Lol, indeed. What meaningful interpretation of that sentence is there?
I should never underestimate your ability not to understand.

Quote:
Maybe we can do "evolution" on a computer in a few minutes? If you subscribe to the idea that if we manufacture a creature from scratch, that this is also evolution, then sure.
We can run simulations of a reality and let it evolve. If we have a very powerful computer we can run them many orders of magnitude faster. It makes no difference, its all evolution same as in what we know as reality.

You can continue not to understand. No magic required either way.
11-10-2011 , 08:37 PM
Quote:
Originally Posted by chezlaw
Dont want to sound too stupid but we're not disagreeing about much here if anything. There is a limit to the use of definition though, sometimes none capture the meaning very well and we dont need to be experts on complexity and all its various metrics to talk meaningfully about it.

If you can't define it, you can't measure it. If you can't measure it, you can't compare it. If you can't compare it, you can't discuss whether it's meaningful.
11-10-2011 , 08:41 PM
Quote:
Originally Posted by zoltan
If you can't define it, you can't measure it. If you can't measure it, you can't compare it. If you can't compare it, you can't discuss whether it's meaningful.
That's simply untrue.
11-10-2011 , 08:43 PM
Then you don't understand science.
11-10-2011 , 08:48 PM
Quote:
Originally Posted by zoltan
Then you don't understand science.
This is about concepts and meaning.

maybe you meant to say

"If you can't define it, you can't measure it.

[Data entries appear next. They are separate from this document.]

PR #2583, opened 2026-07-05
Improved array_dat method so that it returns a numpy array instead of…

fggp:
Improved array_dat method so that it returns a numpy array instead of a type void pointer


vlazzarini (approved):
Thanks

PR #2584, opened 2026-07-07
Allow typed struct declarations to use default initialization

hlolli:
This PR allows a typed struct variable to be declared without calling its `init`
opcode explicitly. This is already needed and partially implemented when doing recursive declarations of structs. But there's a bug in it.

Before this change, this did not compile:

```csound
struct Point x:i, y:i

instr 1
  point:Point
endin
```

That was awkward because Csound already knows how to create initialized storage
for struct values. Numeric members start at `0`, string members start as empty
strings, and nested member storage is initialized by the type system.

The fix adds parser and semantic support for bare typed declarations. The
declaration creates the variable and then does not emit an opcode call. Runtime
storage initialization still happens through the existing variable-pool
initialization path.

This does not make struct constructor arguments optional. Required members are
still required when using `init`:

```csound
struct Point x:i, y:i

instr 1
  point:Point init 7
endin
```

That still fails, because `y:i` is not optional. This keeps constructor behavior
strict while allowing declared typed storage to have a canonical default value.

### DIFF
--- a/Engine/csound_orc.y
+++ b/Engine/csound_orc.y
@@ -383,6 +383,18 @@ opcall  : identifier NEWLINE
             $2->left = $1;
             $2->right = $3;
           }
+        | out_arg_list identifier NEWLINE
+          { $$ = make_leaf(csound, LINE,LOCN, T_OPCALL, NULL);
+            if ($2->value != NULL && $2->value->lexeme != NULL &&
+                strcmp($2->value->lexeme, "init") == 0) {
+              $$->left = $2;
+              $2->type = T_OPCALL;
+              $2->left = $1;
+            } else {
+              $$->left = $1;
+              $$->right = $2;
+            }
+          }
         | out_arg_list_array expr_list NEWLINE
           { $$ = make_leaf(csound, LINE,LOCN, T_OPCALL, NULL);
             $$->left = $1;
@@ -399,6 +411,18 @@ opcall  : identifier NEWLINE
             $2->type = T_OPCALL;
             $2->left = $1;
             $2->right = $3;
+          }
+        | out_arg_list_array identifier NEWLINE
+          { $$ = make_leaf(csound, LINE,LOCN, T_OPCALL, NULL);
+            if ($2->value != NULL && $2->value->lexeme != NULL &&
+                strcmp($2->value->lexeme, "init") == 0) {
+              $$->left = $2;
+              $2->type = T_OPCALL;
+              $2->left = $1;
+            } else {
+              $$->left = $1;
+              $$->right = $2;
+            }
           }
         | function_call NEWLINE
           { $$ = $1; }
--- a/Engine/csound_orc_semantics.c
+++ b/Engine/csound_orc_semantics.c
@@ -3104,10 +3104,14 @@ int32_t initStructVar(CSOUND* csound, void* p) {
   CS_STRUCT_VAR* structVar = (CS_STRUCT_VAR*)init->out;
   CS_TYPE* type = csoundGetTypeForArg(init->out);
   int32_t len = cs_cons_length(type->members);
+  int32_t incnt = (int32_t)init->h.optext->t.inArgCount;
   int32_t i;
   if(csoundGetDebug(csound) & DEBUG_SEMANTICS) {
      csound->Message(csound, "Initializing Struct...\n");
      csound->Message(csound, "Struct Type: %s\n", type->varTypeName);
+  }
+  if (incnt == 0) {
+    return CSOUND_SUCCESS;
   }
   for (i = 0; i < len; i++) {
     CS_VAR_MEM* mem = structVar->members[i];
@@ -3407,6 +3411,10 @@ int32_t add_struct_definition(CSOUND* csound, TREE* structDefTree) {
     member = member->next;
   }
   temp[index] = 0;
+  oentry.intypes = csoundStrdup(csound, "");
+  csoundAppendOpcodes(csound, &oentry, 1);
+  oentry.opname = csoundStrdup(csound, oentry.opname);
+  oentry.outypes = csoundStrdup(csound, oentry.outypes);
   oentry.intypes = csoundStrdup(csound, temp);
   csoundAppendOpcodes(csound, &oentry, 1);
   return 1;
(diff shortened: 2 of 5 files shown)


vlazzarini:
What about global vars? Can we do

```
point@global:Point
```

vlazzarini:
Also it's a bit odd that we could do it for structs and not for builtin types. It would be good to allow for default init to all builtin types:

instr 1
y:a 
y = in() + delay(y)*0.5
endin 

Another question - what happens when an instance is re-used? Does it keep previous contents or is initialised?

Looking at this example and the one for structs, I'd say it is a bit awkward. I would think init with no arguments would be better (but I seem to remember some problem with that last time I tried).

point:Point = init() or point:Point init
y:a = init() or y:a init

kunstmusik:
@hlolli didn't you create a declare keyword for something similar to this?

hlolli:
I found it ackward too initially. I find defaulting to 0 bit arbitrary but it does avoid introducing null, and this is already the case for arrays. Maybe a future idea would be `struct Point x:i = 3, y:i = 4` or smth for giving default arguments.

As for not calling init. Yeh we could decide that we need it. But I also wasn't planning on making arguments just fully optional always, finding balance between flexibility (allowing all to be optional) and type strictness. I feel this could allow for it. But I tagged @kunstmusik because maybe you had some similar ideas in mind.

All I need it for is recursiveness and making placeholders.

hlolli:
@vlazzarini I force pushed example using global struct `point@global:Point`

hlolli:
Notebene we also have optional type declarations in the classical UDO, like 'o', 'j', 'p', 'V' etc. I could go the direction to just make sure those work. It's a workaround that's acceptable to me.

hlolli:
@kunstmusik 

> @hlolli didn't you create a declare keyword for something similar to this?

You're likely referring to the keyword `declare` that is more for declaring UDO ahead of time. I forgot if it works for struct too.

vlazzarini:
They work in new-style UDOs.

I think if we could have something like 'declare' for default initialisation, it would be better than just var:type. And we could roll it out for all types.

hlolli:
(future pie in the sky whishfulness ahead, but could affect how we move forward from here)

My preference would be that UDT should also support it, but I'd argue it would be more readable if it was similar to python

```python
@dataclass
class Point:
    x: int = 3
    y: int = 4
```

or js

```js
function point({ x = 3, y = 4 } = {}) {
  return { x, y };
}
```

For opdoces it would imo fit fell like this

```csound
struct InstrumentNote pitch:i

opcode MakeNote(pitch:i = 69):InstrumentNote
  note:InstrumentNote init pitch
  xout note
endop

instr 1
  n:MakeNote init // or not init
  print n // ;; => 440
endin
```

hlolli:
I should ask before I get ahead of myself, UDT, you mean the type returned from a struct declaration? Can you give example, I may be thinking about the wrong thing here.

vlazzarini:
My idea was:

instead of 

point:Point

have

declare point:Point

to use the default initialisation.

Similarly,

declare sig:a

declare violin:InstrDef

etc

hlolli:
I see the appeal, but I’m hesitant to put default construction behind `declare`.
To me `declare` reads as a compile-time declaration, especially because that is
already how it is used for UDO forward declarations. Default construction feels
like a value-level operation, so I think `point:Point init` is a better fit.

That also keeps the door open for field defaults later:

```csound
struct Point x:i = 3, y:i = 4
point:Point init
```

For my current use case, I mainly need recursive structs and placeholders without introducing null. A zero-argument `init` for structs seems like the narrowest way to support that while staying close to existing Csound syntax.

vlazzarini:
I am happy with using init with no arguments. I think that was Rory's proposal as well. Let me know when you have this in and I can review.

hlolli:
@vlazzarini 

Behavior now:

 ```csound
 
 struct Point x:i, y:i
...
point:Point init       ; allowed
point:Point init 1,2 ; allowed when all members are provided
point:Point init 1    ; rejected
point:Point            ; rejected
```

I could be convinced that

```
point:Point init 1    ; rejected
```

should be allowed too.

I feel csound doesn't need to be strictly typed here. Could also just be a warning. Open for ideas.

Then again you can't make struct without argument. So, init without arguments could be just the exception to the rule, and it would be consistent. This is also ok as the behaviour is now as I implented it in my last commit.

**Comment by vlazzarini** [comment]
The last option (partial initialisation) may be ok but could also be confusing. Let's hear from @kunstmusik and @rorywalsh

**Comment by PasqualeMainolfi** [comment]
If I may suggest an idea, the bare `point:Point` syntax solves the runtime initialization issue, but it is implicit: it looks like an incomplete statement or even a typo. I think an explicit marker would make the intent much clearer. One possibility would be introducing `new()` as the default constructor.

The idea would be to distinguish two initialization modes that are currently conflated:`new()` → default-aware,  unspecified members are initialized using their canonical default values.

```csound
struct Point x:i, y:i

instr 1
  a:Point = new() ; x=0, y=0        full default initialization
  c:Point init 5, 6 ; x=5, y=6        strict
endin
```

This makes the programmer’s intent explicit while preserving the existing strict semantics of `init`.
As for partial initialization (b:Point = new(5)), the positional form seems sufficient for a first implementation. Its limitations could be addressed later by introducing named arguments, for example:

```csound
b:Point = new(y=4)
```

This would allow arbitrary subsets of members to be initialized without depending on their declaration order, while keeping the initial implementation simple.

vlazzarini:
We already had a PR that I put through, introducing new() for this and it was rejected, so let's not reopen that discussion.

https://github.com/csound/csound/pull/2514

PasqualeMainolfi:
@vlazzarini Thanks, I had completely missed #2514. I don’t want to reopen that discussion. I was only referring to readability.

That said, I still believe default initialization is absolutely necessary. I also think partial initialization has its place, provided it’s presented in a way that doesn’t introduce confusion, just as you pointed out.

rorywalsh:
This looks good, but I am not in favour of the partial initialization. I
don't think we need it.

hlolli:
@rorywalsh looks good the PR in current state you mean?

rorywalsh:
Yeah looks good, shall I merge?

hlolli:
@rorywalsh yes please

vlazzarini (approved):

PR #2585, opened 2026-07-07
Fix direct indexing of recursive struct array members

hlolli:
While testing recursive structs, I ran into another compiler edge case: indexing an array field directly from a recursive struct could fail even though the same code worked if the array field was first copied into a local variable.

For example, a struct can own an array of its own type, and code like this should be valid:

```csound
note = LookupInstrument(shelf.parent[0], name)
```

Before this change, that path could lose part of the element type while lowering the expression. The compiler then created an invalid temporary variable with no real type, which surfaced as an internal error like:

```text
cannot create variable #EnvS3: NULL type
```

The fix keeps the full array element type when creating temporary array values, including user-defined struct types. It also asks for the type of the single array expression being lowered, instead of accidentally including sibling function arguments in the type string.

This preserves existing behavior for normal arrays and struct arrays, but makes direct indexing behave the same as the local-variable workaround. A new regression test uses a small orchestra instrument lookup example with recursive shelves to cover direct reads, writes, and parent lookup through a recursive struct array field.

### DIFF
--- a/Engine/csound_orc_expressions.c
+++ b/Engine/csound_orc_expressions.c
@@ -98,13 +98,17 @@ char *create_out_arg(CSOUND *csound, char* outype, int32_t argCount,
     char *type = remove_type_quoting(csound, outype);
     if (find_brace(type)) {
       if(*type == '[') { // [type]
-        snprintf(s, 16, "#%c%d[]", type[1], argCount);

If you can't measure it, you can't compare it. If you can't compare it, you can't make it scientific"
11-10-2011 , 09:11 PM
Quote:
Originally Posted by chezlaw
We can run simulations of a reality and let it evolve. If we have a very powerful computer we can run them many orders of magnitude faster.
Someone seems to have a deep and profound understanding of "time" with respect to a "simulation." Maybe if we have a fast enough computer, we can travel faster than the speed of light, too!

11-10-2011 , 09:12 PM
Quote:
Originally Posted by chezlaw
This is about concepts and meaning.
def·i·ni·tion   [def-uh-nish-uhn] noun
1.
the act of defining or making definite, distinct, or clear.
2.
the formal statement of the meaning or significance of a word, phrase, idiom, etc., as found in dictionaries.
.
.
.
Oh.
11-10-2011 , 09:19 PM
Quote:
Originally Posted by zoltan
def·i·ni·tion   [def-uh-nish-uhn] noun
1.
the act of defining or making definite, distinct, or clear.
2.
the formal statement of the meaning or significance of a word, phrase, idiom, etc., as found in dictionaries.
.
.
.
Oh.
oh please that's a really bad post. We dont start with definitions we start with concepts, definitions sometimes but not always follow.

Not bad pathetic like Aaron but seriously poor.
11-10-2011 , 10:49 PM
this discussion was pretty facepalmy to begin with but it just took a turn for the fairly serious eyes bleed.